Artery (from heart) → afferent arteriole → glomerular capillaries → efferent arteriole → peritubular capillaries → venule → vein (back to heart)

    D. Basic Processes

1. The 4 Basic Processes

a. Filtration:

(1). Occurs in glomerulus

(2). About 20% of blood liquid (plasma) enters Bowman's capsule = filtrate

(3). Filtrate contains no large proteins or cells

b. Tubular (selective) secretion: Material is added to the filtrate. Therefore filtrate carries high concentrations of certain dissolved materials (secreted by cells lining the lumen) -- removes waste, toxins from circulation.

Note: Secretion is NOT the same as excretion. Secretion = extruded by the cells into extracellular space (into filtrate, lumen, etc.).  Excretion = carried out of body in urine or feces.

c. Tubular (selective) reabsorption:  Material is removed from the filtrate. Therefore filtrate does NOT carry certain materials (which are selectively reabsorbed) -- conserves valuable materials; returns them to circulation.

d.  Volume: Water loss is adjusted later using ADH. Therefore urine can be more (or less) concentrated than the plasma -- can vary concentration and/or volume to suit need.
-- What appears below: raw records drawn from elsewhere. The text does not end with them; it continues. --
PR #8, opened 2020-06-26
Add Time class and tests

jzwang8:
Time class used in FindMatchQuery tests.

### DIFF
--- a/backend/src/main/java/com/google/sps/data/Time.java
+++ b/backend/src/main/java/com/google/sps/data/Time.java
@@ -3,28 +3,27 @@ package com.google.sps.data;
 import java.util.Date;
 import java.util.Calendar;
 
-/** Class to convert Time */
+/** Class used to set reference date/time for testing and convert input timeAvailableUntil to date timestamp */
 public final class Time {
 
-  private static Date date;
+  private Date date;
 
   /** Constructor */
   public Time() {
-    date = new Date();
+    this(new Date());
   }
 
   /** Constructor with manually set date */
-  public Time(Date date) {
+  private Time(Date date) {
     this.date = date;
   }
 
   /** Return today's date with time of hours:minutes in milliseconds since epoch */
-  public static long getTimeMillis(int hours, int minutes) {
-    
+  public long getTimeMillis(int hours, int minutes) {
+    // Validate hours and minutes
     if (hours < 0 || hours >= 24) {
       throw new IllegalArgumentException("Hours can only be 0 through 23 (inclusive).");
     }
-
     if (minutes < 0 || minutes >= 60) {
       throw new IllegalArgumentException("Minutes can only be 0 through 59 (inclusive).");
     }
@@ -32,7 +31,7 @@ public final class Time {
     // Calculate today's date but with hours:minutes time
     // TODO: All times are currently today, wrap around times?
     Calendar c = Calendar.getInstance();
-		c.setTime(date);
+    c.setTime(date);
     c.set(Calendar.HOUR_OF_DAY, hours);
     c.set(Calendar.MINUTE, minutes);
     c.set(Calendar.SECOND, 0);
--- a/backend/src/main/java/com/google/sps/data/Time.java
+++ b/backend/src/main/java/com/google/sps/data/Time.java
@@ -19,7 +19,7 @@ public final class Time {
   }
 
   /** Return today's date with time of hours:minutes in milliseconds since epoch */
-  public static long getTimeMillis(int hours, int minutes) {
+  public static long getDateMillis(int hours, int minutes) {
     // Validate hours and minutes
     if (hours < 0 || hours >= 24) {
       throw new IllegalArgumentException("Hours can only be 0 through 23 (inclusive).");
--- a/backend/src/main/java/com/google/sps/data/Time.java
+++ b/backend/src/main/java/com/google/sps/data/Time.java
@@ -14,7 +14,7 @@ public final class Time {
   }
 
   /** Constructor with manually set date */
-  private Time(Date date) {
+  public Time(Date date) {
     this.date = date;
   }
 
--- a/backend/src/main/java/com/google/sps/data/Time.java
+++ b/backend/src/main/java/com/google/sps/data/Time.java
@@ -6,7 +6,7 @@ import java.util.Calendar;
 /** Class used to set reference date/time for testing and convert input timeAvailableUntil to date timestamp */
 public final class Time {
 
-  private Date date;
+  private static Date date;
 
   /** Constructor */
   public Time() {
@@ -19,7 +19,7 @@ public final class Time {
   }
 
   /** Return today's date with time of hours:minutes in milliseconds since epoch */
-  public long getTimeMillis(int hours, int minutes) {
+  public static long getTimeMillis(int hours, int minutes) {
     // Validate hours and minutes
     if (hours < 0 || hours >= 24) {
       throw new IllegalArgumentException("Hours can only be 0 through 23 (inclusive).");
--- a/backend/src/main/java/com/google/sps/data/Time.java
+++ b/backend/src/main/java/com/google/sps/data/Time.java
@@ -1,0 +1,42 @@
+package com.google.sps.data;
+
+import java.util.Date;
+import java.util.Calendar;
+
+/** Class to convert Time */
+public final class Time {
+
+  private static Date date;
+
+  /** Constructor */
+  public Time() {
+    date = new Date();
+  }
+
+  /** Constructor with manually set date */
+  public Time(Date date) {
+    this.date = date;
+  }
+
+  /** Return today's date with time of hours:minutes in milliseconds since epoch */
+  public static long getTimeMillis(int hours, int minutes) {
+    
+    if (hours < 0 || hours >= 24) {
+      throw new IllegalArgumentException("Hours can only be 0 through 23 (inclusive).");
+    }
+
+    if (minutes < 0 || minutes >= 60) {
+      throw new IllegalArgumentException("Minutes can only be 0 through 59 (inclusive).");
+    }
+
+    // Calculate today's date but with hours:minutes time
+    // TODO: All times are currently today, wrap around times?
+    Calendar c = Calendar.getInstance();
+		c.setTime(date);
+    c.set(Calendar.HOUR_OF_DAY, hours);
+    c.set(Calendar.MINUTE, minutes);
+    c.set(Calendar.SECOND, 0);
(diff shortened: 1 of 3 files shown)


backend/src/main/java/com/google/sps/data/Time.java
```diff
@@ -0,0 +1,42 @@
...
+    }
+
+    if (minutes < 0 || minutes >= 60) {
+      throw new IllegalArgumentException("Minutes can only be 0 through 59 (inclusive).");
+    }
+
+    // Calculate today's date but with hours:minutes time
+    // TODO: All times are currently today, wrap around times?
+    Calendar c = Calendar.getInstance();
+		c.setTime(date);
```
dhruvi618, line 35: nit: indentation

backend/src/test/java/com/google/sps/TimeTest.java
```diff
@@ -0,0 +1,51 @@
...
+    Calendar c = Calendar.getInstance();
+    c.set(2020, 0, 1, 14, 0, 0);
+    c.set(Calendar.MILLISECOND, 0);
+    Date date = c.getTime();
+
+    time = new Time(date);
+  }
+
+  @Test
+  public void inputTimeToMillis() {
```
dhruvi618, line 29: Since the getTimeMillis() method has two edge cases that check for out of bound hours/minutes, would it be possible to add tests that ensure an IllegalArgumentException is thrown?

backend/src/test/java/com/google/sps/TimeTest.java
```diff
@@ -0,0 +1,51 @@
...
+/** */
+public final class TimeTest {
+
+  private Time time;
+
+  @Before
+  public void setUp() {
+    // Set "current" date to  1/1/2020 2:00pm GMT
+    Calendar c = Calendar.getInstance();
+    c.set(2020, 0, 1, 14, 0, 0);
```
dhruvi618, line 21: What do you think about using a date formatter to try to establish a common way to set dates and potentially catch any date errors? This is the documentation for the [SimpleDateFormat](https://docs.oracle.com/javase/8/docs/api/java/text/SimpleDateFormat.html) and I also found an [example](https://mkyong.com/java/java-convert-date-and-time-between-timezone/) of how it's used with the Calendar and other classes since I know in the future we might need to convert between timezones.

backend/src/main/java/com/google/sps/data/Time.java
```diff
@@ -0,0 +1,42 @@
...
+  public Time() {
+    date = new Date();
+  }
+
+  /** Constructor with manually set date */
+  public Time(Date date) {
+    this.date = date;
+  }
+
+  /** Return today's date with time of hours:minutes in milliseconds since epoch */
```
dhruvi618, line 21: nit: I think the `/**` makes it a javadoc instead of a comment

backend/src/main/java/com/google/sps/data/Time.java
```diff
@@ -0,0 +1,42 @@
+package com.google.sps.data;
+
+import java.util.Date;
+import java.util.Calendar;
+
+/** Class to convert Time */
+public final class Time {
+
+  private static Date date;
```
kmh287, line 9: why static?

backend/src/main/java/com/google/sps/data/Time.java
```diff
@@ -0,0 +1,42 @@
...
+
+    // Calculate today's date but with hours:minutes time
+    // TODO: All times are currently today, wrap around times?
+    Calendar c = Calendar.getInstance();
+		c.setTime(date);
+    c.set(Calendar.HOUR_OF_DAY, hours);
+    c.set(Calendar.MINUTE, minutes);
+    c.set(Calendar.SECOND, 0);
+    c.set(Calendar.MILLISECOND, 0);
+    return c.getTime().getTime();
```
tcwanggoogle, line 40: (Just want to make sure it's not a typo) Do we really need to `getTime()` twice?

backend/src/main/java/com/google/sps/data/Time.java
```diff
@@ -0,0 +1,42 @@
+package com.google.sps.data;
+
+import java.util.Date;
+import java.util.Calendar;
+
+/** Class to convert Time */
+public final class Time {
```
tcwanggoogle, line 7: (A question from someone who isn't familiar with Java) This class seems to implement some very common functionalities. Don't we have standard Java libraries to do similar things, or can we try to use standard library to avoid writing new functions if possible?

backend/src/test/java/com/google/sps/TimeTest.java
tcwanggoogle: +1 to add tests covering corner cases.

backend/src/test/java/com/google/sps/TimeTest.java
tcwanggoogle: +1 to encourage using standard libraries whenever possible

backend/src/main/java/com/google/sps/data/Time.java
jzwang8: The main method (getTimeInMillis()) is pretty specific to our implementation. It takes an input "time" such as 11:00am and converts that to a Date timestamp on the current date but at that time. This implementation isn't final, though, because it all depends on what input we get from the front end input form.

backend/src/main/java/com/google/sps/data/Time.java
jzwang8: The first getTime() of Calendar returns a Date object, and the second getTime() of Date returns a long timestamp.

backend/src/main/java/com/google/sps/data/Time.java
jzwang8: I got rid of this static, made the getTimeMillis() method static, and changed the references in TimeTest.java

backend/src/main/java/com/google/sps/data/Time.java
```diff
@@ -0,0 +1,42 @@
...
+
+  private static Date date;
+
+  /** Constructor */
+  public Time() {
+    date = new Date();
+  }
```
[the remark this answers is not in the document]
jzwang8: Changed it so that this constructor called the other. Is it correct now?

backend/src/main/java/com/google/sps/data/Time.java
```diff
@@ -0,0 +1,42 @@
+package com.google.sps.data;
+
+import java.util.Date;
+import java.util.Calendar;
+
+/** Class to convert Time */
```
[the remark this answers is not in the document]
jzwang8: Explained. Let me know if it's still unclear. Basically, it's a class I'm using for both testing (setting a new reference date) and converting user input to an actual date.

backend/src/main/java/com/google/sps/data/Time.java
jzwang8: I meant to have it be a javadoc. Should it not be?

backend/src/test/java/com/google/sps/TimeTest.java
jzwang8: Right now for the prototype, everything is in the long timestamp format, but for the MVP and depending on user input format, I'll make it a more standardized time format.

backend/src/test/java/com/google/sps/TimeTest.java
jzwang8: Added tests, thanks for the suggestion!

backend/src/main/java/com/google/sps/data/Time.java
jzwang8: For some reason, that weird indentation doesn't show in my editor?

backend/src/main/java/com/google/sps/data/Time.java
tcwanggoogle: Ok. Interesting. I wonder why the first is not called `getDate`, which would make more sense. But that's not your fault

backend/src/main/java/com/google/sps/data/Time.java
tcwanggoogle: Hopefully with formatter in place, we won't see these problems in the future.

backend/src/main/java/com/google/sps/data/Time.java
tcwanggoogle: Cool. So maybe explain a bit about this special date + time combination in the javadoc? (The name "Time" makes me think it's kind of a standard interpretation of Time)

jzwang8: Changed the method name to getDateMillis() to clarify.

backend/src/main/java/com/google/sps/data/Time.java
jzwang8: Edit: I changed it back to being static for it to be referenced easily in the Test. For now, this method is only used in the tests, but I also wanted it to be used when setting timeAvailableUntil later.

backend/src/main/java/com/google/sps/data/Time.java
kmh287: I agree with Tiancong that "Time" might be too generic a name for this class. 

I'm wondering though if we could leverage the java 8 time libraries to simplify this somewhat. Could we implement similar functionality with:

```
long timestamp = LocalDate.now().atTime(hour, minute).toEpochSecond(ZoneOffset.UTC)
```
https://docs.oracle.com/javase/8/docs/api/java/time/LocalDateTime.html

backend/src/test/java/com/google/sps/TimeTest.java
```diff
@@ -0,0 +1,71 @@
...
+    c.set(Calendar.MINUTE, 30);
+    Assert.assertEquals(c.getTime().getTime(), Time.getDateMillis(10, 30));
+
+    // 1/1/2020 11:45pm GMT
+    c.set(Calendar.HOUR_OF_DAY, 23);
+    c.set(Calendar.MINUTE, 45);
+    Assert.assertEquals(c.getTime().getTime(), Time.getDateMillis(23, 45));
+  }
+
+  @Test (expected = IllegalArgumentException.class)
```
kmh287, line 52: nice!

backend/src/test/java/com/google/sps/TimeTest.java
dhruvi618: Ok, sounds good

backend/src/main/java/com/google/sps/data/Time.java
dhruvi618: Nevermind, it should be. Sorry for the confusion.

Water loss/conservation controls volume of body fluids -- plasma, extra cellular fluid, etc. (& blood pressure)  

2. How does tubular secretion/reabsorption occur? Structure of cells lining tubules  -- see handout  23D or Sadava fig. 51.12 (for a different example).

a. Tubules lined by layer of polarized epithelial cells (similar to those lining intestine)

b. Materials must cross epithelial cells to enter or exit lumen of tubules.

c. Interstitial fluid separates epithelial cells and capillaries.

d. Epithelial cells have different proteins/channels/transporters on their two surfaces -- the apical or luminal surface (facing lumen) and basolateral surface (facing interstitial fluid and capillaries).

    D. Function of Nephron -- Let's follow some liquid through.

a. Luminal cell membranes in descending loop and lower part of ascending loop are permeable to water.

b. Luminal cell membranes in rest of ascending are impermeable to water and pump NaCl from lumen to interstitial fluid. (See 23D.)

c. NaCl pumped out from ascending loop accumulates in medulla, forming a gradient of increasing osmolarity (outside the tubule) as reach bottom of loop = core of medulla.

d. Filtrate from proximal tubule loses water as it descends into medulla → NaCl stays in tubule → high concentration NaCl in tubule→ to be removed in ascending.

e. If NaCl diffuses into descending loop, it is carried around and pumped out in ascending = escalator effect.

f. Why called countercurrent? Because flow in two sides of loop is in opposite directions  physically and with respect to osmolarity. First leg (descending) of loop removes water → higher osmolarity in filtrate; second leg (ascending) removes salt → lower osmolarity in filtrate.